Açıkçası bu parti kurulduğu günden beri kafamı kurcalıyor.
Gerek kuruluş aşamasın da gerek devamında bir takım dikkat çeken gelişmeler ve samimiyetleri hakkında kafamda çok ciddi soru işaretleri bırakan bir parti.
Neticede Türk siyasi hareketinde, merkez sağda kendisine bir yer bulmuş ve yerini korumaya çalışan bir siyasi hareket.
İşin bu tarafına doğrusu bir itirazım olamaz.
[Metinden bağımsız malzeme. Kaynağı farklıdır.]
Issue #210, opened 2024-10-02
Tooltip


airikej:
https://www.figma.com/design/jWiRIXhHRxwVdMSimKX2FF/%E2%9D%97TEDI-READY%E2%9D%97(follow-the-badges-in-header-to-see-which-components-are-ready-(designed%2Fdeveloped))?node-id=5797-117363&t=pQAO0g4IeKdgAGJz-4

[Figma](https://www.figma.com/design/jWiRIXhHRxwVdMSimKX2FF/TEDI-READY-(work-in-progress)?node-id=3125-29823&m=dev)

Current dependency:
- Card

Idea is to break Tooltip and Popover into 2 components:
- Tooltips are typically lightweight, designed for small contextual hints.
- Popovers tend to be more complex, involving richer content like forms, buttons, or additional navigation.

TooltipProps:

| Name      | Required/Optional | Description                                             | Type                      | Possible Values          | Default  |
|-----------|-------------------|---------------------------------------------------------|---------------------------|--------------------------|----------|
| `content` | Required          | The content to display inside the tooltip.             | `React.ReactNode`         |                          |          |
| `placement` | Optional         | Position of the tooltip relative to its trigger.       | `'top' \| 'bottom' \| 'left' \| 'right'` | `top`, `bottom`, `left`, `right` | `'top'`  |
| `trigger` | Optional          | Event that triggers the tooltip.                       | `'hover' \| 'focus' \| 'click'` | `hover`, `focus`, `click` | `'hover'` |
| `children` | Required         | The element that triggers the tooltip when interacted. | `React.ReactNode`         |                          |          |

Add:
- unit test
- breakpoint props
- documentation to ZeroHeight

tarmokullas:
Edastan tiimiliikme poolt tulnud kommentaari. Video on küll hägune kuna githubi jaoks tuli fail väiksemaks teha. Peamine point on siiski videost arussaadav.

===

https://github.com/user-attachments/assets/3d913c00-3c8b-450f-9f2c-5807ce39fdc3

> Pööra siis tähelepanu sellele, mis toimub DOMis kui tooltip nähtavale tuleb - kõikidele DOMi elementidele kirjutatakse mingi atribuut juurde. Ning kui tooltip peitu läheb, võetakse need uuesti ära. See ei kõla üldse optimaalse lahendusena.

[...]

PR #471, opened 2025-02-05
feat(tooltip): TEDI-Ready component #210

mart-sessman:


libs/react-components/.storybook/storybook-decorator.tsx
```diff
@@ -16,7 +17,9 @@ interface StorybookDecoratorProps {
 
 const StorybookDecorator = ({ children, locale = 'en', ...rest }: StorybookDecoratorProps) => (
   <LabelProvider locale={locale} {...rest}>
-    <AccessibilityProvider>{children}</AccessibilityProvider>
+    <AccessibilityProvider>
```
kasparsuvi1, line 20: Getting-started documentation should be updated, that all applications need to wrap inside `AccessibilityProvider` if using Tedi tooltip. Also same info would be good to see under tooltip page.

libs/react-components/src/tedi/components/tooltip/tooltip.tsx
```diff
@@ -0,0 +1,243 @@
...
+        context,
+        placement,
+      }}
+    >
+      {children}
+    </TooltipContext.Provider>
+  );
+}
+
+Tooltip.Provider = TooltipProvider;
```
kasparsuvi1, line 240: Is it gonna be like this for every new component? Currently we don't use this syntax. Imo it's not needed.

mart-sessman: It's improvement for developers. With this developer needs to import only one component, and get autocomplete from TypeScript for all child components.
Sure it's not needed, but also does not cause any harm.
This needs more discussion between developers I think.

libs/react-components/src/tedi/components/tooltip/tooltip-content.tsx
```diff
@@ -0,0 +1,59 @@
...
+  const { children, maxWidth = 'medium', className } = props;
+  const { open, x, y, strategy, focusManager, floating, arrowRef, getFloatingProps, placement, context } =
+    useContext(TooltipContext);
+
+  if (!open) return null;
+
+  return (
+    <FloatingPortal data-name="tooltip">
+      <FloatingFocusManager {...focusManager} context={context}>
+        <div
```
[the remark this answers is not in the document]
mart-sessman: No, we should not use Card inside Tooltip.
For this behaviour Popover component should be used instead (not developed yet).

Tooltip PR will stay open until Popover component is also ready.

libs/react-components/src/tedi/components/tooltip/tooltip.tsx
```diff
@@ -0,0 +1,243 @@
...
+   * @default tooltip
+   */
+  role?: UseRoleProps['role'];
+  /**
+   * Offset of tooltip.<br />
+   * Used to align HeaderDropdown with bottom of the Header.<br />
+   * By default uses Tooltip.Provider values.
+   * @default GAP + ARROW_HEIGHT (3px + 7px)
+   */
+  offset?: OffsetOptions;
```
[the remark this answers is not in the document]
mart-sessman: Tooltip will be replaced with Popover in Header component.
But I don't understand why offset needs to be removed.
There can be situations in future, where custom offset is needed.

airikej:
@mart-sessman can you add the Tooltip usage documentation to Zeroheight?

airikej (approved):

Kurulduğu günden itibaren Türkiye’deki muhalif her kesimle yakınlaşmaya çalışıp kendisini Şirin göstermek isteyen bir parti olduğunu gözlemlesem de bunun siyaseten bir yol haritası olabileceğini kabul ediyor olabilirim.
Bu tercih onların, tercihlerine karışamayız.
Yani Diyarbakır’a gittiklerinde kendilerine ”Burası Kürdistan ” diyenlere itiraz etmemelerini kısmen de olsa anlayabiliyorum, aynı zamanda Trabzon’da Rize’de Yozgat’ta milliyetçi söylemlerini de anlayabiliyorum.
Neticede kendi politik duruşları anlayabiliyorum derken , hak veriyorum asla demedim ,
çizgileri böyleyse onu anlayabiliyorum diyorum.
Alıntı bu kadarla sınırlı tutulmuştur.